Scrapping the £4bn Cam Metro will be an early priority of Labour if they win the mayoralty of Cambridgeshire and Peterborough in May.

In a scathing attack on Conservative Mayor James Palmer, Labour candidate Dr Nik Johnson described the metro as a ‘fools' folly”.

“I don’t believe it offers value for money or benefits all residents of Cambridgeshire and Peterborough,” said Dr Johnson.

“I want to start my term as mayor with a clean sheet and consider all transport options with a fresh eye.

“We need to ensure that those in the north, Peterborough, March, Wisbech are better served. I just don’t believe this project will deliver for the Combined Authority as a whole.

“This project has all the hallmarks of being an expensive folly and a potential blackhole for national and local government finances”

Dr Johnson had his calculator to hand as he outlined his opposition to the metro during a Zoom meeting with party members in Fenland and Peterborough.

“At €92m per single track kilometre the CAM costs will be greater than Crossrail and HS2 - which costs €78m/STK,” he said.

“It is three times more expensive than the cost per single track kilometre than the Edinburgh system and €18m PSM than Manchester.”

He believed the CAM project doesn’t give value for money for all residents of the Cambridgeshire and Peterborough Combined Authority area - with “the many paying for a project that benefits relatively few”.

He said: “I want to concentrate on making more immediate positive changes for the betterment of residents across Cambridgeshire.

“Better transport and more social and affordable homes. These will be my priorities - not trying to deliver a hugely expensive legacy burden left by Mayor Palmer.

“I believe in being honest and upfront with voters and therefore I have to say it straight out - I will not support this project.

“I see no benefit in proceeding with the project as it stands - but lots of negatives.”

Dr Johnson said he was also concerned about how the project would be funded with a mixture of central government, cash, private investors, local contributors and “land capture.”

He claimed the idea of paying for a system by needing to build 60,000 extra homes along the route - including 7,000 new houses on land east of Linton in South Cambs just announced by Mayor Palmer, didn’t make sense.

“This is being sold as a project to make the county greener, to get people off the roads but in effect it will be adding 60,000 more house in garden villages and towns, more cars, and more concrete on our green fields.

“This is more about opening up land for developers to profit than providing a vital service for residents.”

He said: “As we come out of the Covid pandemic public money will be tight and we need to focus on an economic and public health recovery for all.

“We need to be concentrating on the most pressing problems of today and instead focus on better, more connected public transport now - not in 10 to 15 years' time."

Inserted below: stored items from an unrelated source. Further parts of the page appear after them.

PR #522, opened 2022-10-21
183559169 attr drag hints

bacalj:
Starting a draft pull request for this - all in place except for vertical placement of hint in cases where drag is to x-axis, plus I have some questions which I'll put in comments on the PR


v3/src/components/graph/components/droppable-svg.scss
```diff
@@ -11,3 +11,33 @@
     background: yellow;
   }
 }
+
+.drop-hint {
+  position:absolute;
+  top: 10px;
+  left: 0px; // calculated on fly
+  z-index:500;
+  background-color:#5b616b; // NOTE: http://web-accessibility.carnegiemuseums.org/design/color/
```
bacalj, line 20: This does not match the original exactly - I thought the contrast looked a little to subtle for accessibility purposes, so found a combination that was close but had enough contrast (according to the source, obviously need to verify)

v3/src/components/graph/components/graph-drop-hint.scss
```diff
@@ -0,0 +1,25 @@
+.drop-hint {
```
bacalj, line 1: This should be `.graph-drop-hint` here and in the jsx

v3/src/components/graph/components/graph-drop-hint.tsx
```diff
@@ -0,0 +1,45 @@
...
+
+  useLayoutEffect(() => {
+    if (hintDiv.current){
+      setHintFoundW(hintDiv.current?.offsetWidth)
+      setHintFoundH(hintDiv.current?.offsetHeight)
+    }
+  }, [hintDiv]);
+
+  function getLeftVal(wrapW: number, hintW: number){
+    return (wrapW * .5) - (hintW * .25)
```
bacalj, line 26: This calculation - it appears to work at the moment, but I am suspicious.  Shouldn't it be this: https://codepen.io/joe_bacal/pen/xxjvpVK

v3/src/components/graph/components/graph-drop-hint.tsx
```diff
@@ -0,0 +1,45 @@
...
+  }
+
+
+  function getTopVal(wrapH: number, hintH: number){
+    if (place && place === "bottom") {
+      return 300 // TODO replace w/ a calc based on graph height or mouse position
```
bacalj, line 32: I will either need to use the mouse position - looks like V2 does that - or bring in graphHeight as a prop and calculate based on that for all cases.

v3/src/hooks/use-drop-hint.ts
```diff
@@ -0,0 +1,76 @@
...
+      numeric: {
+        empty: "addToEmptyPlace",
+        existing: "replaceAttribute"
+      },
+      categorical: {
+        empty: "layoutPlotsVertically",
+        existing: "layoutPlotsVertically"
+      }
+    },
+    // in V2 a drop on empty plot puts attr on X axis ("addToEmptyX")
```
bacalj, line 34: Noticed slightly different behavior in v3 from v2 at the moment - not sure this is meant to be, or if the exact same behavior is expected to be in place down the road.  As noted:

v2 - first drop on empty plot puts the attr on the x axis
v3 - first drop on empty plot puts the attr in the legend

v3/src/hooks/use-drop-hint.ts
```diff
@@ -0,0 +1,76 @@
...
+      priorAttrType = dataConfiguration?.attributeType(thisAxisPlace),
+      priorAttrName = dataSet?.attrFromID(priorAttrId as string)?.name,
+      attrId = active.data.current.attributeId,
+      attrName = dataSet.attrFromID(attrId).name,
+      attrType = dataSet.attrFromID(attrId).type as string,
+      details = priorAttrId ? [priorAttrName, attrName] : [attrName],
+      baseString = determineBaseString(placeString, attrType, priorAttrType),
+      hintText = getStringWithSwaps(baseString, "%@", details);
+    return hintText
+  } //TODO ? handle incompatible state?
```
bacalj, line 75: I was expecting the compiler to have a problem with the fact that this might not return anything?

v3/src/utilities/tokened-string.ts
```diff
@@ -0,0 +1,22 @@
+/* This file is a temporary measure until we implement a more robust localized string assembly system */
```
bacalj, line 1: I imagine we'll have something else doing this job (replacing words in a string template with variable number of identical tokens)

bacalj (commented):
Left questions as comments on the PR

v3/src/components/graph/components/droppable-svg.scss
bfinzer: I agree. The contrast is better.

v3/src/components/graph/components/graph-drop-hint.tsx
bfinzer: Mouse position is preferred since the axis can be quite wide and we don't want the hint appearing far from where the user's attention is focussed.

v3/src/hooks/use-drop-hint.ts
bfinzer: Yes, down the road, in fact soon, if there are no attributes on the x or y axes, the drop in the plot area will go to the x-axis. (Nice observation!)

v3/src/components/graph/components/graph-drop-hint.tsx
bacalj: OK, perfect

kswenson (commented):
Since you haven't requested review yet, I'm just leaving these suggestions as comments.

v3/src/hooks/use-drop-hint.ts
bacalj: makes sense, great

v3/src/utilities/tokened-string.ts
bacalj: Ok,  but -- unless I misunderstand  -- for now I'll leave it in as it is doing the job that may be done down the road by something else.

kswenson: My point is that the _something else_ is already on `main`.

v3/src/components/graph/components/graph-drop-hint.tsx
bacalj: ended up using starting coordinates + deltas to get mouse position and set hint

v3/src/components/graph/components/graph-drop-hint.tsx
```diff
@@ -0,0 +1,45 @@
+import React, { useLayoutEffect, useRef, useState} from "react"
+import { AxisPlace } from "../models/axis-model"
+
+import "./graph-drop-hint.scss"
+
+interface IProps {
+  hintText: string | undefined
+  targetW: number | undefined
+  targetH: number | undefined
```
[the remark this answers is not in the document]
bacalj: I ended up only passing hintTest, everything else is calculated within the hook

v3/src/components/graph/components/graph-drop-hint.tsx
bacalj: now entirely using mouse position

bacalj:
Everything working!

PR #526, opened 2022-10-21
V3—Graph responds properly to csv and codap drops

bfinzer:
This used to work, presumably because there were redundancies in the code that caused the display of points to happen. Improvements removed a redundancy that was being relied on. So now we have to be more aware of what is changing when a csv or codap file is dragged in.

### DIFF
--- a/v3/src/components/graph/components/axis.tsx
+++ b/v3/src/components/graph/components/axis.tsx
@@ -7,32 +7,35 @@ import {useDataSetContext} from "../../../hooks/use-data-set-context"
 import {getDragAttributeId, IDropData} from "../../../hooks/use-drag-drop"
 import {useInstanceIdContext} from "../../../hooks/use-instance-id-context"
 import {useAxis} from "../hooks/use-axis"
-import {AxisPlace, IAxisModel, INumericAxisModel} from "../models/axis-model"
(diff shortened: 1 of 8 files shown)


kswenson (changes requested):
👍 Looks good overall -- I think it's worth trying to avoid the explicit dependence of `Axis` on `GraphModel`. See below for a suggestion of how to do that.

v3/src/components/graph/components/axis.tsx
```diff
@@ -7,27 +7,26 @@ import {useDataSetContext} from "../../../hooks/use-data-set-context"
...
+import {AxisPlace, IAxisModel, INumericAxisModel} from "../models/axis-model"
 import {useGraphLayoutContext} from "../models/graph-layout"
 import {AxisDragRects} from "./axis-drag-rects"
-import {IGraphModel} from "../models/graph-model"
 
 import "./axis.scss"
 
 interface IProps {
-  graphModel: IGraphModel
+  getAxisModel: any // todo: Figure out how to declare this properly
```
kswenson, line 17: I was thinking it could just be `() => IAxisModel` and then clients could pass something like `() => graphModel.getAxisModel(place)` and then `place` wouldn't need to be passed explicitly, either.

PR #527, opened 2022-10-22
#183559661 V3: Columns respect attribute editable property

eireland:
Allows user to specify whether an attribute is editable or not. Currently, editable is defaulted to true.


bfinzer (approved):
👍🏻LGTM

kswenson (approved):
👍 LGTM

PR #530, opened 2022-10-24
V3: Use `DataConfiguration`'s `onAction` method rather than MST's

kswenson:


bfinzer (approved):
👍🏻LGTM
(But I don't pretend to fully appreciate the subtlety. 🤔)

PR #531, opened 2022-10-25
Update dependencies, notably react-data-grid

kswenson:
In `react-data-grid` version `beta.17` they changed the way their styles are defined which required some changes to the way we include their styles as well as a few tweaks to our styles to adjust priorities between ReactDataGrid and Chakra.

@eireland Assigning to you for review, mainly to see if you can see any other styles that might have been adversely affected given that you've spent a fair amount of time with the case table at this point.


eireland (approved):
👍

PR #534, opened 2022-10-28
V3—Attribute dropped in empty plot puts attribute on x-axis

bfinzer:
* Use new property of data configuration to detect noAttributesAssigned
* Changed drop hint droppable-plot
* Changed behavior in graph component


kswenson (approved):
👍 Looks good!

PR #535, opened 2022-10-29
Translate variables

eireland:
Adds translation variables to case table menus, modals and hints, and graph hints


kswenson (approved):
👍 LGTM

Though, in principle not totally opposed to a rapid system, Dr Nik said too much time and money had already been spent on Mayor Palmer’s project - “up to £4m on business plans, consultants and setting up a company to drive the project”.

The combined authority has set up a delivery company called One CAM, and brought in analysts and experts to assess and help deliver the project.

Before this financial year the combined authority said it had spent about £2.5 million on planning the metro, with a further £10 million budget for the current financial year which ends on March 31.


The Liberal Democrat candidate for the mayoral elections, Aidan Van de Weyer, has already come out against the metro plans, saying too much money is being spent while “crucial elements” are “uncertain or completely unknown”.

The Lib Dems have branded the mayor’s vision as “imaginary bus tunnels”.